Longtime Controlled Bleeding fans, if there truly are any, have had to endure some wild turns and stylistic detours throughout the years. Locate someone who has stuck it out throughout the band’s entire thirty-plus year run, and you’ll be looking at the exception proving the rule. Odes to Bubbler, the group’s first album since the death of principal member Joe Papa, suffers from the same illness that has plagued the band throughout its career: an inability to sit still.

The album starts out in thematically sustainable terrain with the amphetamine rush of dirges like “Trawler’s Son”, “Shards Blown Back”, and “Controlled Bleeding” (a name-defining song over 30 years after the band’s formation? Well, at least it’s still full of surprises). After the advanced science of more electronic moments, these primitive pounders feel a bit like rockets fueled on steam, though the intensity is palpable. All of this energy is abruptly depleted by “A Love Song (In Three Parts)”, which dips into amorphous sonic rivulets of sound. It’s a more of a seven inch stand-alone track than an album piece really, a demonstration of the varieties within free-form noise. Starting out with some lovely kosmische arpeggio-laced synths that are not unlike something Daniel Lopatin might release, the track attempts harsh noise a la Knees and Bones power electronics roots, and then, later, tipsy free jazz.
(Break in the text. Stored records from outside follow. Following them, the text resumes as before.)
PR #150, opened 2017-01-19
Adding attention layers

matt-gardner:
This PR does two things:

1. It moves `common.tensors` to its own top-level module, `tensors`, and adds some structure to the module.

2. It adds a `tensors.similarity_functions` module, which allows for configurable similarity computations, which form the core of an `Attention` layer.  Along with this, it adds a `layers.attention` module, with a couple of `Attention` layers, and merges what was `layers.softmaxes` with it.


src/main/python/deep_qa/layers/attention/attention.py
```diff
@@ -49,6 +49,7 @@ def call(self, inputs, mask=None):
         vector, matrix = inputs
         matrix_mask = mask[1]
         num_rows = K.int_shape(matrix)[1]
+        print("Matrix shape:", K.int_shape(matrix))
```
nelson-liu: you forgot to remove this after :)

nelson-liu: nevermind, i fixed it in https://github.com/allenai/deep_qa/pull/153/commits/e6666a2f5d44e96c9ddd8fe51020584818081098

PR #153, opened 2017-01-24
Add experiment for AS Reader + more tests / numerical stability improvements

nelson-liu:
Don't merge this yet, at least not until I confirm i can reproduce the paper results for the attention sum reader on Who Did What. In addition, this PR depends on #152 so look at that first :)

This PR:
- adds an example experiment for the attention sum reader
- adds the slew of tests that I wrote while trying to debug the `NaN` values
- includes various (purported) numerical stability improvements
- lets the user set the encoder / seq2seq encoder output dimension as a parameter in the config file. if no value is specified, it falls back to the embedding dimension (which was previously the unconditional default).


src/test/python/deep_qa_test/layers/attention/attention_test.py
```diff
@@ -1,13 +1,92 @@
...
+
+        result = model.predict([vector, matrix])
+        assert_almost_equal(result, np.array([[0.5, 0.5]]))
+
+    def test_masked(self):
+        # Testing general masked non-batched case.
+        vector = K.variable(np.array([[0.3, 0.1, 0.5]]))
+        matrix = K.variable(np.array([[[0.6, 0.8, 0.1], [0.15, 0.5, 0.2], [0.1, 0.4, 0.3]]]))
+        mask = K.variable(np.array([[1.0, 0.0, 1.0]]))
+        result = K.eval(Attention().call([vector, matrix], mask=["_", mask]))
```
nelson-liu: im not sure this is a good idea actually, maybe keras does some stuff internally that we miss out on when we just test __call__ directly. At least it was the case for me (with the whole not a keras tensor thing) that these tests would pass, but the others that actually used a model and the full framework would fail which seems like they do something abstracted away from the user. Besides, having them in the whole model scaffolding is more accurate of their actual use, right? The reason i did this is because the situation with masking layer only masking if the element at the final dimension is the same value, and since we have arrays and they take floats it isn't really compatible...

matt-gardner: Hmm, ok.  If there are failures that doing it this way won't catch, that's a good argument in favor of doing it the other way.

src/main/python/deep_qa/layers/entailment_models/word_alignment.py
```diff
@@ -55,6 +55,7 @@ def _align(source_embedding, target_embedding, source_mask, target_mask, normali
                 # (batch_size, source_length, target_length)
                 s2t_mask = K.expand_dims(float_source_mask, dim=-1) * K.expand_dims(float_target_mask, dim=1)
                 flattened_s2t_mask = last_dim_flatten(s2t_mask)
+                # pylint: disable=redefined-variable-type
```
nelson-liu: this is possible, but it's not transparent to me which pylint is used since it uses a cached version...

src/main/python/deep_qa/layers/encoders/shareable_gru.py
```diff
@@ -24,5 +24,9 @@ def call(self, x, mask=None, **kwargs):
             result_shape = K.int_shape(res)
             if input_shape[1] is not None and result_shape[1] is None:
                 shape = [d if d is not None else -1 for d in input_shape]
+                if self.output_dim != input_shape[-1]:
```
nelson-liu: i think we need the check on line 25 still because result shape isn't guaranteed to be 3 dimensional (`return_sequence=False`)

nelson-liu: oops was looking at the wrong conditional, yeah that seems unnecessary now.

src/test/python/deep_qa_test/layers/attention/attention_test.py
```diff
@@ -1,13 +1,92 @@
 # pylint: disable=no-self-use,invalid-name
 
-import numpy
+import numpy as np
```
nelson-liu: haha that's fine, i definitely understand. i should probably go through and retroactively fix the places i've used `np`, should be a quick grep away.

src/test/python/deep_qa_test/layers/attention/attention_test.py
nelson-liu: a masking layer that lets us mask inputs that aren't just single values would be very useful, we should consider writing one...

PR #155, opened 2017-01-26
Added buildable sphinx docs

nelson-liu:
This PR adds HTML docs to the project. They have to be tweaked a bit after #150 goes in, but I'll be doing that shortly. ping me on slack if you want to see a preview, or just pull down this branch, install the new requirements, navigate to `deep_qa/src/main/python/deep_qa/doc/` and then run `make html`. Then, youll find the built html files in `doc/built_`.

todo in future PRs: add more narrative, user-guide-esque docs and fix the mangled docstrings and add more docstrings.

PR #156, opened 2017-01-26
Added buildable sphinx docs

nelson-liu:
This is the same as #155 , but with updates for the changes in #150 

This PR adds HTML docs to the project. They have to be tweaked a bit after #150 goes in, but I'll be doing that shortly. ping me on slack if you want to see a preview, or just pull down this branch, install the new requirements, navigate to deep_qa/src/main/python/deep_qa/doc/ and then run make html. Then, youll find the built html files in doc/built_.

todo in future PRs: add more narrative, user-guide-esque docs and fix the mangled docstrings and add more docstrings.


.gitignore
```diff
@@ -17,3 +17,5 @@ tmp*/
 *.make
 *.temp
 .coverage
+_build
+.DS_Store
```
matt-gardner: The `.DS_Store` line should go in your global `.gitignore`, not in here.  It's not specific to our repo, it's specific to your dev environment.

nelson-liu: good point, fixed.

nelson-liu:
> One question, though - what do you think of storing the files under a top-level doc/ directory, instead of under src/main/python/deep_qa/doc/? Or src/doc/. src/main/ is where you should put code for running whatever's in this, src/test/ is test code for what's in src/main/, and neither one seems like a great fit for documentation.

So the reason i put it in here was because this is pretty much documentation for the python package, so i thought that it deserves to go within the package itself... i like the idea of putting it in the toplevel doc directory, but i wanted to show that these docs were for the python module. Though i guess i do want this to also have a user guide, etc which is more general than the python module....

nelson-liu:
merging this, will update when i get it online.

PR #157, opened 2017-01-26
Add option for setting "preferred" backend

nelson-liu:
This PR lets you specify a preferred backend in the json, and a warning will be displayed if the experiment is run with a different backend (but it'll still run).

this is motivated by my recent experience with the attention sum reader --- the theano model trains quite well and gets around 0.55 keras val accuracy (comparable to published result), but the tensorflow backend doesn't seem to learn anything and just stagnates at 0.38 accuracy. Thus, as the writer of the experiment i'd like to strongly using theano to run it, and i would set this parameter.

### DIFF
--- a/src/main/python/deep_qa/training/trainer.py
+++ b/src/main/python/deep_qa/training/trainer.py
@@ -45,9 +45,23 @@ class Trainer:
         # Preferred backend to use for training. If a different backend is detected, we still
         # train but we also warn the user.
         self.preferred_backend = params.pop('preferred_backend', None)
-        if self.preferred_backend and self.preferred_backend != K.backend():
-            logger.warning("Preferred backend is %s, but current backend is %s.",
-                           self.preferred_backend, K.backend())
+        if self.preferred_backend and self.preferred_backend.lower() != K.backend():
+            warning_info = ("@ Preferred backend is %s, but "
+                            "current backend is %s. @" % (self.preferred_backend.lower(),
+                                                          K.backend()))
+            end_row = "@" * len(warning_info)
+            warning_row_spaces = len(warning_info) - len("@ WARNING: @")
+            left_warning_row_spaces = right_warning_row_spaces = warning_row_spaces // 2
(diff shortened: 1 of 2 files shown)


src/main/python/deep_qa/training/trainer.py
```diff
@@ -42,6 +42,13 @@ def __init__(self, params: Dict[str, Any]):
             parent_directory = os.path.dirname(self.model_prefix)
             os.makedirs(parent_directory, exist_ok=True)
 
+        # Preferred backend to use for training. If a different backend is detected, we still
+        # train but we also warn the user.
+        self.preferred_backend = params.pop('preferred_backend', None)
+        if self.preferred_backend and self.preferred_backend != K.backend():
+            logger.warning("Preferred backend is %s, but current backend is %s.",
```
matt-gardner: Is it worth waiting here for user input?  If not I would probably take several lines to display this warning, making it really bold and obvious.

Also, should you update your example experiment with the ASReader to include this parameter?

nelson-liu:
@matt-gardner done, here's an image of what the new warning looks like (thanks, ssh!)

screen shot 2017-01-26 at 5 33 26 pm

src/main/python/deep_qa/training/trainer.py
```diff
@@ -42,6 +42,27 @@ def __init__(self, params: Dict[str, Any]):
             parent_directory = os.path.dirname(self.model_prefix)
             os.makedirs(parent_directory, exist_ok=True)
 
+        # Preferred backend to use for training. If a different backend is detected, we still
+        # train but we also warn the user.
+        self.preferred_backend = params.pop('preferred_backend', None)
+        if self.preferred_backend and self.preferred_backend.lower() != K.backend():
+            warning_info = ("@ Preferred backend is %s, but "
```
matt-gardner: One last nitpick - this is a lot of logic to be sitting in `__init__`.  Can you move it to a function like `_print_backend_warning()`?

There’s no trademark on the combination of spastic free jazz seizures, mouth histrionics, and seething grindcore that follows “A Love Song”, but Controlled Bleeding messing around in this space does feel like treading on marked territory, laid down and peed all over by The Boredoms and John Zorn 20 years ago. Then, there’s a couple ambient tracks, like graveyard comb “Grinder’s Song”, which should spook Demdike Stare and the pristine synths of the staid “Rothko”, before a slight reprise into rubbery erratic jazz, a live performance of motorik jamming, and more droning noise. Each distracted aside is not bad. It’s not disappointing. It’s not even anything Controlled Bleeding haven’t dabbled in before in various guises. The band’s obsession with skirting expectations reads like a constant challenge though, a resistance to the notion that any one would stick around throughout the entire course. The problem is that the band remains, at moments, likable, and thus difficult to dismiss outright. Any one of the segments on Odes to Bubbler could have made for decent listening. Smashed together though, it doesn’t come off challenging, just kind of brainless and tritely assembled.